I wanted to stand up and say, ‘There’s a man in our garage and my sister is ill and it’s the first day I’ve travelled from the new house to the old school.’
But I didn’t. I just went on looking at all the faces and swinging back and forward when the bus swung round corners. I knew if somebody looked at me, they’d know nothing about me, either.
It was strange being at school again. Loads had happened to me, but school stayed just the same. Rasputin still asked us to lift up our hearts and voices and sing out loud in assembly. The Yeti yelled at us to keep to the left in the corridors. Monkey Mitford went red in the face and stamped his feet when we didn’t know our fractions. Miss Clarts got tears in her eyes when she told us the story of Icarus, how his wings had melted when he flew too close to the sun, and how he had dropped like a stone past his father Daedelus into the sea. At lunchtime, Leakey and Coot argued for ages about whether a shot had gone over the line.
I couldn’t be bothered with it all.
I went to the fence at the edge of the field and stared over the town towards where I lived now.
While I was standing there, Mrs Dando, one of the auxiliaries, came over to me. She’d known my parents for years.
‘You OK, Michael?’ she said.
‘Fine.’
‘And the baby?’
‘Fine, too.’
‘Not footballing today?’
I shook my head.
‘Tell your parents I was asking,’ she said.
She took a fruit gum out of her pocket and held it out to me. A fruit gum. It was what she gave the new kids when they were sad or something.
‘Just for you,’ she whispered, and she wi
nked.
‘No,’ I said. ‘No, thanks.’
And I ran back and did a brilliant sliding tackle on Coot.
All day I wondered about telling somebody what I’d seen, but I told nobody. I said to myself it had just been a dream. It must have been.
Six
At home, there was a hole in the floor where Ernie’s toilet had been. It was filled with new cement. The plywood screen had gone. Ernie’s old gas fire had been taken away and there was just a square black gap behind the hearth. The floor was soaking wet and it stank of disinfectant. Dad was filthy and wet and grinning. He took me into the wilderness. The toilet was standing there in the middle of the thistles and weeds.
‘Thought it’d make a nice garden seat for us,’ he said.
The gas fire and the plywood were down by the garage door, but they hadn’t been taken inside.
He looked at me and winked. “Come and see what I found.’
He led me down to the garage door.
‘Hold your nose,’ he said. He bent down and started to open a newspaper parcel. ‘Ready?’
It was a parcel of birds. Four of them.
‘Found them behind the fire,’ he said. “Must have got stuck in the chimney and couldn’t get out again.’
You could make out that three of them were pigeons because of their grey and white feathers. The last one was pigeon-shaped, but it was all black.

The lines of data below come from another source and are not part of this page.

PR #4511, opened 2021-01-28
fix: (Core|Platform) refactoring select component with  cdk key manager, selection model

### LINKED ISSUE #4425: fix(core): use selectionmodel, key mamanagers cdk in select component
enhancement

Enhance the current code to implement selection key manager cdk usage in select component.

10

sKudum:
closes #4425 

Refactored select component in core with cdks keymanager and selection model.

parallel this PR fixes build issues in platform due to this changes.

BREAKING CHANGE:

Not required 
**extendedBodyTemplate**- can be deprecated- as it is handled internally by select.component, controlTemplate!=null or undefined is considered as extendedBodyTemplate as true.

**Before:**
```
<fd-select [(value)]="selectedValue"  [extendedBodyTemplate]="true" [controlTemplate]="customSelectTemplate">
```

**Now:**
```
<fd-select [(value)]="selectedValue" [controlTemplate]="customSelectTemplate">
```

Documentation checklist:
- [n/a ] update `README.md`
- [x] Documentation Examples


libs/core/src/lib/select/select-key-manager.service.ts
```diff
@@ -0,0 +1,114 @@
...
+export class SelectKeyManagerService {
+
+    _component: any;
+    _keyManager: ActiveDescendantKeyManager<OptionComponent>;
+
+    /**
+    * Sets up a key manager to listen to keyboard events on the overlay panel.
+    * @hidden
+    */
+    _initKeyManager(_component: any): void {
```
JKMarkowski, line 20: Could you pass some interface, instead of any here?

libs/core/src/lib/select/option/option.component.ts
```diff
@@ -1,24 +1,53 @@
...
+        readonly source: OptionComponent,
+        /** Whether the change in the option's value was a result of a user action. */
+        readonly isUserInput = false
+    ) { }
+}
+
+/**
+ * Injection token used to provide the select component to options.
+ */
+export const SELECT_COMPONENT = new InjectionToken<SelectInterface>('SELECT_COMPONENT');
```
JKMarkowski, line 47: Is it still used anywhere?

libs/core/src/lib/select/select-key-manager.service.ts
```diff
@@ -0,0 +1,114 @@
...
+        this._keyManager = new ActiveDescendantKeyManager<OptionComponent>(this._component._options)
```
JKMarkowski, line 21: It would be great to have some interface, instead of `OptionComponent`, just to not restrict this service to select component

libs/core/src/lib/select/select-key-manager.service.ts
```diff
@@ -0,0 +1,114 @@
...
+import { KeyUtil } from '../utils/functions';
+import { UP_ARROW, DOWN_ARROW, ENTER, SPACE, HOME, END, hasModifierKey } from '@angular/cdk/keycodes';
+
+import { OptionComponent } from './option/option.component';
+
+
+@Injectable()
+export class SelectKeyManagerService {
+
+    _component: any;
```
JKMarkowski, line 13: Could you pass some interface, instead of any here?

libs/core/src/lib/select/select.component.ts
```diff
@@ -18,34 +17,55 @@ import {
...
+import { OptionComponent, FdOptionSelectionChange } from './option/option.component';
+import { SelectMobileComponent } from './select-mobile/select-mobile.component';
 
 let selectUniqueId = 0;
 
 export type SelectControlState = 'error' | 'success' | 'warning' | 'information';
 
+const SELECT_HEADER_IDENTIFIER = '.fd-list__group-header';
+
 export interface OptionStatusChange {
```
JKMarkowski, line 53: Please recheck if this is still used

libs/core/src/lib/select/select.component.ts
```diff
@@ -178,166 +194,320 @@ export class SelectComponent implements ControlValueAccessor, SelectInterface, O
...
+    popperOptions: PopperOptions = {
+        placement: 'bottom-start',
+        modifiers: {
+            preventOverflow: {
+                enabled: true,
+                escapeWithReference: true,
+                boundariesElement: 'scrollParent'
+            }
+        }
+    };
```
JKMarkowski, line 210: Feel free to remove it and its usages, `[options]` has been deprecated from popover and will be removed in future

libs/core/src/lib/select/select.component.html
```diff
@@ -1,99 +1,62 @@
...
-</ng-template>
-
-<ng-template #selectMobileTemplate>
-    <ng-container [ngTemplateOutlet]="selectInputControlTemplate"></ng-container>
+<ng-container *ngTemplateOutlet="mobile ? mobileTemplate : desktopTemplate"></ng-container>
+
+<ng-template #desktopTemplate>
+    <div class="fd-select" [class.fd-select--compact]="compact" (keydown)="_handleKeydown($event)" (click)="toggle()">
+        <fd-popover additionalBodyClass="fd-popover-custom-list" [isOpen]="_isOpen" [triggers]="[]"
+            [focusTrapped]="true" [disabled]="disabled" [appendTo]="appendTo" [options]="popperOptions"
```
JKMarkowski, line 6: let's remove `[options]="popperOptions"`

libs/core/src/lib/select/select.component.ts
```diff
@@ -178,166 +194,320 @@ export class SelectComponent implements ControlValueAccessor, SelectInterface, O
...
+    /**@hidden
+     * Referent to the option;s container
+     */
+    @ViewChild('optionPanel', { read: ElementRef })
+    _optionPanel: ElementRef;
+
+      /** Text value displayed
+     * @hidden
+     * in select control */
+    _selectViewValue: string;
```
JKMarkowski, line 253: Could you check if it's still used

libs/core/src/lib/select/select.component.ts
```diff
@@ -178,166 +194,320 @@ export class SelectComponent implements ControlValueAccessor, SelectInterface, O
...
+    _calculatedMaxHeight: number;
 
-    /** @hidden Cashed options as as Array */
-    private _options: OptionComponent[];
+    /** @hidden */
+    _triggerRect: ClientRect;
 
     /** @hidden */
-    private _subscriptions: Subscription = new Subscription();
+    _ngZone: NgZone;
```
JKMarkowski, line 276: Could you check if it's still used?

libs/core/src/lib/select/select.component.ts
```diff
@@ -178,166 +194,320 @@ export class SelectComponent implements ControlValueAccessor, SelectInterface, O
...
+    }
+
+    /** Whether control can be interacted with */
+    get isInteractive(): boolean {
+        return !(this.readonly || this.disabled);
+    }
+
+    get isCancelableMobileSelect(): boolean {
+        return this.mobile && !!this.mobileConfig.approveButtonText
+    }
```
JKMarkowski, line 360: Could you check if it's still used?

libs/core/src/lib/select/select.component.ts
```diff
@@ -178,166 +194,320 @@ export class SelectComponent implements ControlValueAccessor, SelectInterface, O
...
+    set compareWith(fn: (o1: any, o2: any) => boolean) {
+        if (typeof fn !== 'function') {
+            throw Error('compareWith` must be a function.');
+        }
+        this._compareWith = fn;
+        if (this._selectionService._selectionModel) {
+            // A different comparator means the selection could change.
+            this._initializeSelection();
+        }
+    }
```
JKMarkowski, line 399: Could you check if it's still used?

libs/core/src/lib/select/select.component.ts
```diff
@@ -178,166 +194,320 @@ export class SelectComponent implements ControlValueAccessor, SelectInterface, O
...
+
+    get calculatedMaxHeight(): number {
+        return this._maxHeight || this._calculatedMaxHeight;
+    }
+
+
+
     constructor(
+        public viewportRuler: ViewportRuler,
```
JKMarkowski, line 412: Do you need `viewportRuler` here?

libs/core/src/lib/select/select.component.ts
```diff
@@ -178,166 +194,320 @@ export class SelectComponent implements ControlValueAccessor, SelectInterface, O
...
         private _elementRef: ElementRef,
-        private _selectProxy: SelectProxy,
+        @Attribute('tabindex') _tabIndex: string,
+        public dir: Directionality,
+        public _KeySerivce: SelectKeyManagerService,
+        public _selectionService: SelectSelectionModelService,
```
JKMarkowski, line 417: Could you make them `private`? I can't see any usages outside component and tests

JKMarkowski (changes requested):
Hello @sKudum, amazing job :rocket:! This is exactly what we needed :) I added some minor comments regarding code

libs/core/src/lib/select/select.component.ts
sKudum: During selecting value using it.

libs/core/src/lib/select/select.component.ts
sKudum: It is used in selection service test specs.

libs/core/src/lib/select/option/option.component.html
```diff
@@ -1,9 +1 @@
-<ng-template #contentTemplateRef><ng-content></ng-content></ng-template>
-
-<span *ngIf="!_extendedTemplate" fd-list-title>
-    <ng-container *ngTemplateOutlet="contentTemplateRef"></ng-container>
-</span>
-
-<ng-container *ngIf="_extendedTemplate">
-    <ng-container *ngTemplateOutlet="contentTemplateRef"></ng-container>
-</ng-container>
+<ng-content></ng-content>
```
fkolar, line 1: Why are we removing this part?  Are we removing customization item level with custom template

fkolar, line 1: Why are we removing this part? Are we removing customization item level with custom template

libs/core/src/lib/select/select.component.ts
```diff
@@ -58,15 +72,22 @@ export interface OptionStatusChange {
         '[class.fd-select-custom-class--mobile]': 'mobile',
     },
     providers: [
-        SelectProxy,
         {
-            provide: NG_VALUE_ACCESSOR,
-            useExisting: forwardRef(() => SelectComponent),
-            multi: true
-        }
+            provide: SELECT_COMPONENT,
```
fkolar, line 76: What is this? you cant really use useExisting here. You are creating a provider which will not work with Forms. there is a reason why its called NG_VALUE_ACCESOR. it is used internally by form API

fkolar (changes requested):

libs/core/src/lib/select/option/option.component.ts
```diff
@@ -63,97 +88,147 @@ export class OptionComponent implements OnInit, OnDestroy {
...
-        private _elementRef: ElementRef,
-        private _selectProxy: SelectProxy,
-        private _changeDetRef: ChangeDetectorRef
-    ) {}
+    private _active = false;
 
     /** @hidden */
-    ngOnInit(): void {
-        this._observeValue();
+    constructor(private _elementRef: ElementRef, private _changeDetectorRef: ChangeDetectorRef) { }
```
dimamarksman, line 121:
```suggestion
    constructor(private _elementRef: ElementRef<HTMLElement>, private _changeDetectorRef: ChangeDetectorRef) { }
```

libs/core/src/lib/select/option/option.component.ts
```diff
@@ -63,97 +88,147 @@ export class OptionComponent implements OnInit, OnDestroy {
...
+        return this.viewValue;
     }
 
-    /** Returns HTMLElement representation of the component. */
-    getHtmlElement(): HTMLElement {
+    /** @hidden
+     * Returns HTMLElement representation of the component. */
+    _getHtmlElement(): HTMLElement {
         return this._elementRef.nativeElement as HTMLElement;
     }
```
dimamarksman, line 190: Looks like unused method

libs/core/src/lib/select/select.component.ts
```diff
@@ -178,166 +191,292 @@ export class SelectComponent implements ControlValueAccessor, SelectInterface, O
...
+    get calculatedMaxHeight(): number {
+        return this._maxHeight || this._calculatedMaxHeight;
     }
 
     constructor(
         private _elementRef: ElementRef,
-        private _selectProxy: SelectProxy,
+        @Attribute('tabindex') _tabIndex: string,
+        public dir: Directionality,
+        public _KeySerivce: SelectKeyManagerService,
```
dimamarksman, line 385: should be `_keyManagerSerivce`

libs/core/src/lib/select/select-selection-model.service.ts
```diff
@@ -0,0 +1,24 @@
...
+    }
+
+    /**
+    * Returns true if select has any value selected
+    */
+    clear(): void {
+        this._selectionModel.clear();
+    }
+
+}
```
dimamarksman, line 24: What is the benefit of moving selection model in this service?
This service does nothing and exposes `SelectionModel` anyway.

libs/core/src/lib/select/select.interface.ts
```diff
@@ -1,8 +1,12 @@
...
 import { OptionComponent } from './option/option.component';
-import { OptionStatusChange } from './select.component';
+import { FdSelectChange } from './select.component';
 import { DialogConfig } from '../dialog/utils/dialog-config.class';
 import { MobileMode } from '../utils/interfaces/mobile-control.interface';
+import { MobileModeConfig } from '../utils/public_api';
+import { OptionsInterface } from './options.interface';
+import { LiveAnnouncer } from '@angular/cdk/a11y';
 
 export const SELECT_COMPONENT = new InjectionToken<string[]>('SelectInterface');
```
dimamarksman, line 11: Why `string[]` and not `new InjectionToken<SelectInterface>('SelectInterface')`?

libs/core/src/lib/select/select.component.ts
dimamarksman: We probbale need to keep both providers: `NG_VALUE_ACCESOR` as well as `SELECT_COMPONENT`

libs/core/src/lib/select/select.component.ts
```diff
@@ -178,166 +191,292 @@ export class SelectComponent implements ControlValueAccessor, SelectInterface, O
...
+    /** @hidden */
+    _internalValue: any;
 
     /** @hidden */
-    onChange: Function = () => {};
+    _calculatedMaxHeight: number;
 
     /** @hidden */
-    onTouched: Function = () => {};
+    _triggerRect: ClientRect;
```
dimamarksman, line 252: Where is it used?

libs/core/src/lib/select/select.component.ts
```diff
@@ -351,230 +490,271 @@ export class SelectComponent implements ControlValueAccessor, SelectInterface, O
...
-            )
-        })
+    _highlightCorrectOption(): void {
+        if (this._KeySerivce._keyManager) {
+            if (this._selectionService.empty) {
+                this._KeySerivce._keyManager.setFirstItemActive();
+            } else {
+                this._KeySerivce._keyManager.setActiveItem(this.selected);
+            }
+        }
```
dimamarksman, line 563: let's rid of nested `If`

dimamarksman (changes requested):
God job,
Got several questions

libs/core/src/lib/select/select.component.ts
sKudum: Added to avoid naming conflicts in side service and component.. used these names.

libs/core/src/lib/select/select-selection-model.service.ts
sKudum: keyManager and selection models are provided as service with commonly used functions.
By targeting future  enhancements if any and for other components for reusability.

libs/core/src/lib/select/option/option.component.html
sKudum: Yes Frank, as Custom template provides more flexibility.

sKudum: Yes Frank, as Custom template provides more flexibility.

libs/core/src/lib/select/select.component.ts
sKudum: As we added selection model, and keyManagers as services adding NG_VALUE_ACCESOR and usage of ngControl  to display preselected values are resulting to cycled dependency , ng Control inject errors. To avoid that, I have provided SELECT_COMPONENT.

libs/core/src/lib/select/select.component.ts
dimamarksman: Sorry, not sure if I got you right.
Which one name conflicts do you mean?
Can we avoid using uppercase from the begining?

libs/core/src/lib/select/select.component.ts
JKMarkowski: I see, in spec tests you can use `any`  casting, like [here](https://github.com/SAP/fundamental-ngx/blob/fb48296246fa53d6578f87017351e6dfa91ea47c/libs/core/src/lib/alert/alert.component.spec.ts#L61). Could you apply it?

libs/platform/src/lib/components/select/select.component.ts
```diff
@@ -68,19 +81,25 @@ export class SelectPlatformComponent extends fdSelect implements OnInit, AfterCo
             this._value = newValue;
             this.onChange(newValue);
             this.onTouched();
-            this.valueChange.emit(newValue);
+           // this.valueChange.emit(newValue);
```
JKMarkowski, line 84: Commented code

libs/core/src/lib/select/select-selection-model.service.ts
dimamarksman: In my understanding the main purpose of this service should be incapsulation.
If we want to incapsulate `SelectionModel` we need to hide direct reference and define public api (actually I don't see much sense in it cause `SelectionModel` already incapsulated well by itself)

In case if you want to extract some selection component logic I don't see any in this service.
As for me it's useless.

By the way `selection.clear` method is not used at all. All manipulations with selectionModel goes directly through reference to the `_selectionModel` itself.

libs/core/src/lib/select/select.component.ts
dimamarksman: @sKudum could you please comment from your account name not editing my comments

dimamarksman: Otherwise it looks like I talking to myself :)

libs/core/src/lib/select/select-selection-model.service.ts
sKudum: With respect to selectionmodel I agree with you, 

 @JKMarkowski could you please share your thoughts on it, I can see Dimitry also sharing same concern as I did earlier.

libs/core/src/lib/select/option/option.component.ts
dimamarksman: So it's used in specs, got it.
In this case no need for `as` cause _elementRef already has type reference

libs/core/src/lib/select/select.component.ts
sKudum: :-), where ever message thread have gaps or hidden am trying to give reply there itself. So that it will be easy to track. Will update as you mentioned.

libs/core/src/lib/select/select.component.ts
```diff
@@ -178,166 +192,292 @@ export class SelectComponent implements ControlValueAccessor, SelectInterface, O
...
+
+    get calculatedMaxHeight(): number {
+        return this._maxHeight || this._calculatedMaxHeight;
     }
 
     constructor(
         private _elementRef: ElementRef,
-        private _selectProxy: SelectProxy,
+        @Attribute('tabindex') _tabIndex: string,
+        public dir: Directionality,
```
JKMarkowski, line 385: How does it work - it somehow detects the actual direction? I would encourage to use current `RtlService`. We can decide about migrating to `Directionality` later

libs/core/src/lib/select/select.component.ts
dimamarksman: So we need to fix somehow this `cycled dependency`.
We can't drop `NG_VALUE_ACCESOR` provider cause it wont work with angular forms

sKudum: Please suggest on this, 
I tried couple of ways like creating instance of ngControl, had both select_component and ng_value_accessor, tried only having ng_value_accessor etc and ended up with infinite error loops.

dimamarksman: Oh, I see.
So we don't need this provider since we have the linking in the constructor as :
```
constructor(@Optional() @Self() public ngControl: NgControl) {
        if (this.ngControl) {
            this.ngControl.valueAccessor = this;
        }
    }
```

fkolar: I missed this one, as we started to the same thing we have in platform code to connect it manually to forms api . thanks.

fkolar (approved):

libs/core/src/lib/select/select-selection-model.service.ts
sKudum: Hi @JKMarkowski , as discussed we won't be having separate service for selectioonmodel

libs/core/src/lib/select/select.component.ts
```diff
@@ -178,166 +191,293 @@ export class SelectComponent implements ControlValueAccessor, SelectInterface, O
...
-        private _selectProxy: SelectProxy,
+        @Attribute('tabindex') _tabIndex: string,
+        @Optional() private _rtlService: RtlService,
+        private _keyManagerService: SelectKeyManagerService,
         private _changeDetectorRef: ChangeDetectorRef,
         @Optional() private _dynamicComponentService: DynamicComponentService,
-        @Optional() public dialogConfig: DialogConfig
-    ) { }
+        @Optional() public dialogConfig: DialogConfig,
+        @Optional() @Self() public ngControl: NgControl,
```
JKMarkowski, line 392: Do the they have to be public?

dimamarksman (approved):

JKMarkowski (approved):
LGTM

‘This was the last one I found,’ he said. ‘It was under a heap of soot and dust that had fallen down the chimney.’
‘Is it a pigeon as well?’
‘Yes. Been there a long, long time, that’s all.’
He took my hand.
‘Touch it,’ he said. ‘Feel it. Go on, it’s OK.’
I let him hold my fingers against the bird. It was hard as stone. Even the feathers were hard as stone.
‘Been there so long it’s nearly a fossil,’ he said.